For two subspaces $E$ and $X$ of $H^1(\mathbb{R},\rho)$ with $E\cap X=\{0\}$, show that $d(E,S(X)) = C_d > 0$

Question

Let $\rho$ be the standard Gaussian measure and let $h\in H^1(\mathbb{R},\rho)$ be such that $\exp h \in H^1(\mathbb{R},\rho)$. By Sobolev embeddings, we have $H^1(\mathbb{R},\rho)\hookrightarrow C^0(\mathbb{R})$. Let $X$ be the linear subspace of $H^1(\mathbb{R},\rho)$ given by $$ X = \{ u \in H^1(\mathbb{R},\rho) \ |\ u(0) = 0\}. $$ Now consider the ODE $$ u' - u\, h' = 0. $$ All possible solutions to this differential equation form the one-dimensional linear space $E = \{c\,\exp h \ | \ c\in\mathbb{R}\}$. Denote by $S(X) = \{u\in X \ |\ \Vert u\Vert_{H^1} = 1 \}$ the unit sphere in $X$.

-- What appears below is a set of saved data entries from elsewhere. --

PR #1341, opened 2023-08-30
Fix `FilesAPI.upload` for pyodide users

haakonvt:
## Description
- Uploading files using `client.files.upload` now works when running with `pyodide`. Previously, the file handle would just be cast to string and uploaded.

## Checklist:
- [ ] Tests added/updated.

### DIFF
--- a/cognite/client/_api/files.py
+++ b/cognite/client/_api/files.py
@@ -17,7 +17,7 @@ from typing import (
 
 from cognite.client import utils
 from cognite.client._api_client import APIClient
-from cognite.client._constants import LIST_LIMIT_DEFAULT
+from cognite.client._constants import _RUNNING_IN_BROWSER, LIST_LIMIT_DEFAULT
 from cognite.client.data_classes import (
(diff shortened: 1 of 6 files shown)


cognite/client/_api/files.py
```diff
@@ -484,7 +485,13 @@ def upload(
         raise ValueError(f"The path '{path}' does not exist")
 
     def _upload_file_from_path(self, file: FileMetadata, file_path: str, overwrite: bool) -> FileMetadata:
+        from cognite.client import _RUNNING_IN_BROWSER
```
erlendvollset, line 488: I'd suggest placing this constant somewhere else than `cognite/client/__init__.py` so you don't need to use local imports every time you need to use it.

erlendvollset (approved):
Approved, but consider moving the constant!

cognite/client/_api/files.py
haakonvt: Yes, very yes 😅

PR #1331, opened 2023-08-27
Various SDK tweaks

haakonvt:
## Description
    * Make `_RETRYABLE_POST_ENDPOINT_REGEX_PATTERNS` into a `frozenset` 
    * simplify `EntityMatchingAPI.list` return logic
    * direct type comparison now done using identity

PR #1348, opened 2023-09-03
Speed up basic API response translation (`_load`)

haakonvt:
### New faster `_load` implementation

1. Removes the old `if hasattr -> setattr` implementation that called `to_snake_case` `O(N*M)` times (N dicts, M elements per dict).
2. Changed to using the newly added `fast_dict_load` function, which uses `get_accepted_params` that caches the accepted parameters for each class it receives, returning a dict that maps `camelCase` to `snake_case` for very efficient API response translation into our data classes.

### This change gives a nice 45 % improvement in loading/conversion time:

image

----

### Bugfix
The old version accepted both snake_case and camelCase, leading to potential key collisions (without raising an error):
```py
Asset._load({"parent_id": 1, "parentId": 2})  # which one is loaded?
```

Split from #1151 .

➡️  Depends on test fixes in #1331 .

## Checklist:
- [x] Tests added/updated.

### DIFF
--- a/cognite/client/data_classes/transformations/__init__.py
+++ b/cognite/client/data_classes/transformations/__init__.py
@@ -57,14 +57,11 @@ class SessionDetails:
 
     @classmethod
     def _load(cls, resource: dict[str, Any]) -> SessionDetails:
-        to_load = {}
-        if "sessionId" in resource:
-            to_load["session_id"] = resource["sessionId"]
-        if "clientId" in resource:
-            to_load["client_id"] = resource["clientId"]
-        if "projectName" in resource:
-            to_load["project_name"] = resource["projectName"]
-        return cls(**to_load)
+        return cls(
+            session_id=resource.get("sessionId"),
+            client_id=resource.get("clientId"),
+            project_name=resource.get("projectName"),
+        )
 
     def dump(self, camel_case: bool = False) -> dict[str, Any]:
         """Dump the instance into a json serializable Python data type.
--- a/cognite/client/data_classes/transformations/__init__.py
+++ b/cognite/client/data_classes/transformations/__init__.py
@@ -27,7 +27,7 @@ from cognite.client.data_classes.transformations.jobs import TransformationJob, 
 from cognite.client.data_classes.transformations.schedules import TransformationSchedule
 from cognite.client.data_classes.transformations.schema import TransformationSchemaColumnList
 from cognite.client.exceptions import CogniteAPIError
-from cognite.client.utils._text import convert_all_keys_to_camel_case, convert_all_keys_to_snake_case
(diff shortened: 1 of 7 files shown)


tests/tests_unit/test_base.py
```diff
@@ -139,8 +139,8 @@ def test_dump_camel_case(self):
 
     def test_load(self):
         assert MyResource(1).dump() == MyResource._load({"varA": 1}).dump()
-        assert MyResource(1, 2).dump() == MyResource._load({"var_a": 1, "var_b": 2}).dump()
-        assert {"var_a": 1} == MyResource._load({"var_a": 1, "var_c": 1}).dump()
```
doctrino, line 143: bug in the test? Strange that this passed at all.

cognite/client/data_classes/transformations/__init__.py
```diff
@@ -49,6 +49,17 @@ def __init__(
...
+    @classmethod
+    def _load(cls, resource: dict[str, Any]) -> SessionDetails:
+        to_load = {}
+        if "sessionId" in resource:
+            to_load["session_id"] = resource["sessionId"]
+        if "clientId" in resource:
+            to_load["client_id"] = resource["clientId"]
+        if "projectName" in resource:
+            to_load["project_name"] = resource["projectName"]
+        return cls(**to_load)
```
doctrino, line 61: Why not just?
```suggestion
        return cls(
            session_id=resource.get("sessionId"),
            client_id=resource.get("clientId"),
            project_name=resource.get("projectName"),
        )
```

doctrino (commented):
Maybe worth a bump? It it is an improvement in speed.

tests/tests_unit/test_base.py
haakonvt: The old code would try every single key, while mine only grabs the specific camelCased keys we expect to load, hence the old also accepted snake_case (which was a serious bug, passing `asset_id=1` and `assetId=2` would not raise an error but give varying results depending on how it was serialized/deserialized).

cognite/client/data_classes/transformations/__init__.py
erlendvollset: Why would we want to use default values for the parameters when loading the response from the API?

erlendvollset: All keys should be present in responses.

erlendvollset: Also thinking that none of these attributes should actually be nullable.

haakonvt: Aight, will change. None were listed as required in the official API docs hence the checks

erlendvollset (approved):
LGTM!

PR #1349, opened 2023-09-04
[DEGR-2279] Remove runtime py37 from Functions docs

HMEiding:
## Description
- Remove runtime `"py37"`.
- Was announced on [Cognite Hub](https://hub.cognite.com/product-updates/deprecation-of-python-3-7-on-cognite-functions-1797) three months ago.


cognite/client/data_classes/functions.py
```diff
@@ -36,7 +36,7 @@ class Function(CogniteResource):
         env_vars (dict | None): User specified environment variables on the function ((key, value) pairs).
         cpu (Number | None): Number of CPU cores per function. Defaults to 0.25. Allowed values are in the range [0.1, 0.6].
         memory (Number | None): Memory per function measured in GB. Defaults to 1. Allowed values are in the range [0.1, 2.5].
-        runtime (str | None): Runtime of the function. Allowed values are ["py37", "py38", "py39"]. The runtime "py38" resolves to the latest version of the Python 3.8 series. Will default to "py38" if not specified.
+        runtime (str | None): Runtime of the function. Allowed values are ["py38", "py39","py310"]. The runtime "py38" resolves to the latest version of the Python 3.8 series. Will default to "py38" if not specified.
```
haakonvt, line 39: "Check the latest documentation for an up-to-date list on supported runtimes"? 🤷

haakonvt (approved):
👍

cognite/client/data_classes/functions.py
HMEiding: Good suggestion, thanks! 👍

HMEiding: That is a good suggestion. One downside though, is that if we don't explicitly list the options here, the user will not know the format of the variable (is it `"3.8"`, `"py3.8"`, `"py38"` etc.). So I actually prefer stating the options here.

PR #1354, opened 2023-09-05
Various additions

haakonvt:
## Description

1. Make `ALLOWED_HANDLE_ARGS` into a module-level constant
2. Add `pyodide` fix missing `multiprocessing` implementation with `_run_import_check_backup`
3. Bugfix `_validate_function_handle` that allowed `def handle(*, foo)` to pass (now uses `inspect.signature`)
4. Simplify errors raised from `check_imports`
5. Remove `validate_function_args`, now `_validate_function_handle` handles both cases

### DIFF
--- a/cognite/client/_api/functions.py
+++ b/cognite/client/_api/functions.py
@@ -1,13 +1,14 @@
 from __future__ import annotations
 
 import ast
+import importlib
 import os
 import re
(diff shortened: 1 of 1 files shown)


qTipTip (approved):
Looks good!

PR #1355, opened 2023-09-06
Modify docstring formatter be lenient with "short" docstrings

haakonvt:
## Description

- Don't format short docstrings
- skip docfmt on non-stringified annots
- revert a few docstrings to short format


erlendvollset (approved):
Nice! Thank you!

My questions are the following:

1. Does a sequence $\{u_n\}\subset H^1(\mathbb{R},\rho)$ with $\Vert u'_n - u_n\, h'\Vert_{H^1} \to 0$ imply that there exists some $c\in\mathbb{R}$, such that $\Vert u_n - c\, \exp h\Vert_{H^1} \to 0$.
2. Is there a way to show, that there exists some positive constant $C_d>0$, such that $$ \operatorname{dist}_{H^1}(S(X),E) = \inf_{u\in S(X)}\inf_{\eta\in E} \Vert u-\eta \Vert_{H^1} \geq C_d > 0. $$

Note: There is a related question here but the assumptions are a little different. Here, $E$ is closed, convex and finite dimensional while $S(X)$ is closed and bounded but not convex and infinite dimensional.

Here is what I tried so far: Due to the Sobolev embedding, we have for any $c \in \mathbb{R}$ $$ \inf_{u\in S(X)} \Vert u- c\,\exp h \Vert_{H^1} \geq C_\mathrm{Sob} \inf_{u\in S(X)} \Vert u- c\,\exp h \Vert_{C^0} \geq C_\mathrm{Sob} \inf_{u\in S(X)} \vert u(0) - c\,\exp h(0) \vert = C_\mathrm{Sob} \exp h(0) \vert c\vert. $$ In other words $\operatorname{dist}(E,S(X)) \gtrsim \inf_{c\in\mathbb{R}} \vert c\vert$. On the other hand, we have for $\{c_n\, \exp h\}_n \subset E$ with $c_n\to 0$ $$ \inf_{u\in S(X)} \Vert u- c_n\,\exp h \Vert_{H^1} \geq \inf_{u\in S(X)} \vert \Vert u \Vert_{H^1} - \vert c_n\vert \Vert \exp h \Vert_{H^1} \vert = \vert 1 - \vert c_n\vert \Vert \exp h \Vert_{H^1} \vert \to 1 \qquad\mbox{as }n\to \infty. $$ Since not both these lower bounds can go to zero simultaneously, this yields some equilibrium value $0 < c^* < \Vert \exp h\Vert_{H^1}^{-1}$ such that e.g. $\operatorname{dist}(E,S(X)) \geq C_\mathrm{Sob} \exp h(0) c^* > 0$.